## [What you have to do]
Set down, please, exactly the lines below that run from the line with "medmes, line 68: This" to the line with "medmes, line 169: Is", both lines included.

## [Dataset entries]
-- Opening Marker --

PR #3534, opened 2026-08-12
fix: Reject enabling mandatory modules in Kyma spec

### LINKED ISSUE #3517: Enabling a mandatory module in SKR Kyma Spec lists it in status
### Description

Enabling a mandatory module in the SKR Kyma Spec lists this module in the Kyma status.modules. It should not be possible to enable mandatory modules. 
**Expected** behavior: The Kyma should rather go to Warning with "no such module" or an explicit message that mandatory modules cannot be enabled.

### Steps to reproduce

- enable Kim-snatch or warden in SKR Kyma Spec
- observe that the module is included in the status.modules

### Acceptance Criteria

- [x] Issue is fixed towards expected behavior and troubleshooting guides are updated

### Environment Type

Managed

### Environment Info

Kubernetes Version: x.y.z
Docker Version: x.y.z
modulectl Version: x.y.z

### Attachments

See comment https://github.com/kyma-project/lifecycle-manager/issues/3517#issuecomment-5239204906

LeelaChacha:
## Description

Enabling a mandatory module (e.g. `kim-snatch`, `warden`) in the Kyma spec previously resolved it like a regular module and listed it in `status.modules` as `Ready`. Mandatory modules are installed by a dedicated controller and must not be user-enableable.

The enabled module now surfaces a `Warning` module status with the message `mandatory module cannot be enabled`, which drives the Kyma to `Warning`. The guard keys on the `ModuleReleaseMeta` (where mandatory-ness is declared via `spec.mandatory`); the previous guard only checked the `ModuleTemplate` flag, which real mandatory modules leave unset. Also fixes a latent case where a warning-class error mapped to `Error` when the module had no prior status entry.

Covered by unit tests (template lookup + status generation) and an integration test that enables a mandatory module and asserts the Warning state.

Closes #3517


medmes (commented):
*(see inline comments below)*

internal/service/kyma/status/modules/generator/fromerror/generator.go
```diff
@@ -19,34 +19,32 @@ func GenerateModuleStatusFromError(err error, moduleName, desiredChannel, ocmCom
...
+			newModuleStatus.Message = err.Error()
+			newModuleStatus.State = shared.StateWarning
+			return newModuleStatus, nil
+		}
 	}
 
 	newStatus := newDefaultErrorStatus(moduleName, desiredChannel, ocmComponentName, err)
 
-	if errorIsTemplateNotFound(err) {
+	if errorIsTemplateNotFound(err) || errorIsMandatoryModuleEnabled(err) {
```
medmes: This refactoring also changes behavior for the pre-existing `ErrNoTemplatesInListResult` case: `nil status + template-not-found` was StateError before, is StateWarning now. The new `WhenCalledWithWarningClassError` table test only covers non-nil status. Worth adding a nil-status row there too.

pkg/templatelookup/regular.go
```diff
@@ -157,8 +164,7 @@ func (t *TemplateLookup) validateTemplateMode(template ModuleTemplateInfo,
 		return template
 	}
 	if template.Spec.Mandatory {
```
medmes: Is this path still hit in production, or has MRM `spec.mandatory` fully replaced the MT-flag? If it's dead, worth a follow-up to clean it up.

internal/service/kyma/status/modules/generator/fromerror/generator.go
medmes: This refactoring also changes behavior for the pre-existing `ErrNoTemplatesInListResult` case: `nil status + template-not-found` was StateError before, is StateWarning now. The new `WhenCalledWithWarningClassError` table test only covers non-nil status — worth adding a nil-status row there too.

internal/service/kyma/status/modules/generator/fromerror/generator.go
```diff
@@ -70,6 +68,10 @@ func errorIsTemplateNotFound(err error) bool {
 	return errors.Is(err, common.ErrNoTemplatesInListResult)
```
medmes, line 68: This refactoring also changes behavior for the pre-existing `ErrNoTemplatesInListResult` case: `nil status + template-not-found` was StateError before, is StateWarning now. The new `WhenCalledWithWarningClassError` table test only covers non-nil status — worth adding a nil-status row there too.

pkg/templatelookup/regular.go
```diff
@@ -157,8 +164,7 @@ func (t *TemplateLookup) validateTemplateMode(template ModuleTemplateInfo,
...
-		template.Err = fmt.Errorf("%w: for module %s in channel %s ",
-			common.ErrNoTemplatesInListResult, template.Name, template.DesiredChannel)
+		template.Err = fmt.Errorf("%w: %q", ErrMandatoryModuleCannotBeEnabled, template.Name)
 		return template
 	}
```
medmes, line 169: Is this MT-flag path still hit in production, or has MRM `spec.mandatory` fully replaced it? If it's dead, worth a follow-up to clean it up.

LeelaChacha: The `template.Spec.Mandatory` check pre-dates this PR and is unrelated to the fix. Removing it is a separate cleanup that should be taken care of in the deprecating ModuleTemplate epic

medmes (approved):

-- Closing Marker --
-- Opening Marker --

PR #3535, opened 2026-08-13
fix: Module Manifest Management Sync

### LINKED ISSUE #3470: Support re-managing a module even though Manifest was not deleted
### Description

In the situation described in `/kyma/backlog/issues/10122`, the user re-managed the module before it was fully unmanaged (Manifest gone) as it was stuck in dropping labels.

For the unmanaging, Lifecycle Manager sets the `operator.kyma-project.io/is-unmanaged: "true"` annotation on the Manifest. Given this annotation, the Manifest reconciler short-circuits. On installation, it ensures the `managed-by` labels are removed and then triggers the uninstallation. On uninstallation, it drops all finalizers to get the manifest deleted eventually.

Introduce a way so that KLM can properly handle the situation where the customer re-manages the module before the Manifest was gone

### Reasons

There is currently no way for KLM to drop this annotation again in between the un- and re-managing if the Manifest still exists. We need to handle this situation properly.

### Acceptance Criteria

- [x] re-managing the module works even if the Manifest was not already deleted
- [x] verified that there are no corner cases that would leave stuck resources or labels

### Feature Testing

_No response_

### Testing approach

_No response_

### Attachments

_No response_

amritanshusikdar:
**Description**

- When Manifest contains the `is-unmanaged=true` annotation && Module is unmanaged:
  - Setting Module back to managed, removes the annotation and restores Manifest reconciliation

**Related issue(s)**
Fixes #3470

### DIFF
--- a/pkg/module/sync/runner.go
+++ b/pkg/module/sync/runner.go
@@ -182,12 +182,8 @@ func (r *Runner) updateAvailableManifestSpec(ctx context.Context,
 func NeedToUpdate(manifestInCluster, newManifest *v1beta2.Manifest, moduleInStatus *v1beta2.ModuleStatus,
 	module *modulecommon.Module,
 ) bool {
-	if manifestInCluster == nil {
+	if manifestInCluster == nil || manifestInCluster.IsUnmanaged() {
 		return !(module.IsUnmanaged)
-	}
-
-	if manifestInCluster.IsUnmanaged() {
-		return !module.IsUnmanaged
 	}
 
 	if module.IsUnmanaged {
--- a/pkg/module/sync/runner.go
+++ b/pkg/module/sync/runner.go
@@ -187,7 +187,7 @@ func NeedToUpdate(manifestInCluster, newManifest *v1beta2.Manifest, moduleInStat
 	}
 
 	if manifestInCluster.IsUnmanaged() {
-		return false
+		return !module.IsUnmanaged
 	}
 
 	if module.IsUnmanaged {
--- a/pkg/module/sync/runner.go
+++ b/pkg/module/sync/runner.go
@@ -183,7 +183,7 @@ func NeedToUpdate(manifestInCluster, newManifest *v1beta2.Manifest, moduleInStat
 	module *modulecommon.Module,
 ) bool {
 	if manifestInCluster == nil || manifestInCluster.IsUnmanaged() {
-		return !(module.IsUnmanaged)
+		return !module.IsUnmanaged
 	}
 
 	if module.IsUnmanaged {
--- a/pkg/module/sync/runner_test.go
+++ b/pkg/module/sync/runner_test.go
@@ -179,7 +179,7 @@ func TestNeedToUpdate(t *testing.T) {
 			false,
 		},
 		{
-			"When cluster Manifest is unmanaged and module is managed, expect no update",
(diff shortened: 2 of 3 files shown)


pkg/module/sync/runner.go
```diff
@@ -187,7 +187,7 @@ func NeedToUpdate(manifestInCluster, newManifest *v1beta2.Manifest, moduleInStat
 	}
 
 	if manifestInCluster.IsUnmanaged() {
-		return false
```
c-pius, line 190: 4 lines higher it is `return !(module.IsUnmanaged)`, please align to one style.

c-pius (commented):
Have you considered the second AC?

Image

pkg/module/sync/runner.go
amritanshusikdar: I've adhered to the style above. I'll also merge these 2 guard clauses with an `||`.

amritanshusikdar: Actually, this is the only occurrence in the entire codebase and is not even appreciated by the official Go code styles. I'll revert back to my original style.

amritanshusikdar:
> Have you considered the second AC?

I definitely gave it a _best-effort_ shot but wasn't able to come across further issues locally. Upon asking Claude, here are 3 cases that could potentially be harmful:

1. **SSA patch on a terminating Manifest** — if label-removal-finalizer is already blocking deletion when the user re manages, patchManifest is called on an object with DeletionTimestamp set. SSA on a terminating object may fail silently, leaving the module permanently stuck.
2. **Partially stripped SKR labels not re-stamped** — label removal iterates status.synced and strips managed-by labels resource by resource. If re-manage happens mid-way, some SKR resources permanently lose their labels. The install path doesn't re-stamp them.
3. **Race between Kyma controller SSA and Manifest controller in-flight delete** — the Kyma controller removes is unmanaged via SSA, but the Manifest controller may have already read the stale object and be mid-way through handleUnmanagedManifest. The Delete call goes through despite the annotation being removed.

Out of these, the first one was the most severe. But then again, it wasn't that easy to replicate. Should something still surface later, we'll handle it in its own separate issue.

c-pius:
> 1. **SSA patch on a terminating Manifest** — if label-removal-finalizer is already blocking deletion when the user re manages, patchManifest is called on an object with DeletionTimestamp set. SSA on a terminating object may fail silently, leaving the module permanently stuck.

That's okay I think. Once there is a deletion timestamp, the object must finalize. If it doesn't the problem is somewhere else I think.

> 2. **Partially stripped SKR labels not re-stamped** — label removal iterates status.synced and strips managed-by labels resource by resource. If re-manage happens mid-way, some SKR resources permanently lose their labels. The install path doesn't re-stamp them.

-- Closing Marker --

## [Exercise output]
medmes, line 68: This refactoring also changes behavior for the pre-existing `ErrNoTemplatesInListResult` case: `nil status + template-not-found` was StateError before, is StateWarning now. The new `WhenCalledWithWarningClassError` table test only covers non-nil status — worth adding a nil-status row there too.

pkg/templatelookup/regular.go
```diff
@@ -157,8 +164,7 @@ func (t *TemplateLookup) validateTemplateMode(template ModuleTemplateInfo,
...
-		template.Err = fmt.Errorf("%w: for module %s in channel %s ",
-			common.ErrNoTemplatesInListResult, template.Name, template.DesiredChannel)
+		template.Err = fmt.Errorf("%w: %q", ErrMandatoryModuleCannotBeEnabled, template.Name)
 		return template
 	}
```
medmes, line 169: Is this MT-flag path still hit in production, or has MRM `spec.mandatory` fully replaced it? If it's dead, worth a follow-up to clean it up.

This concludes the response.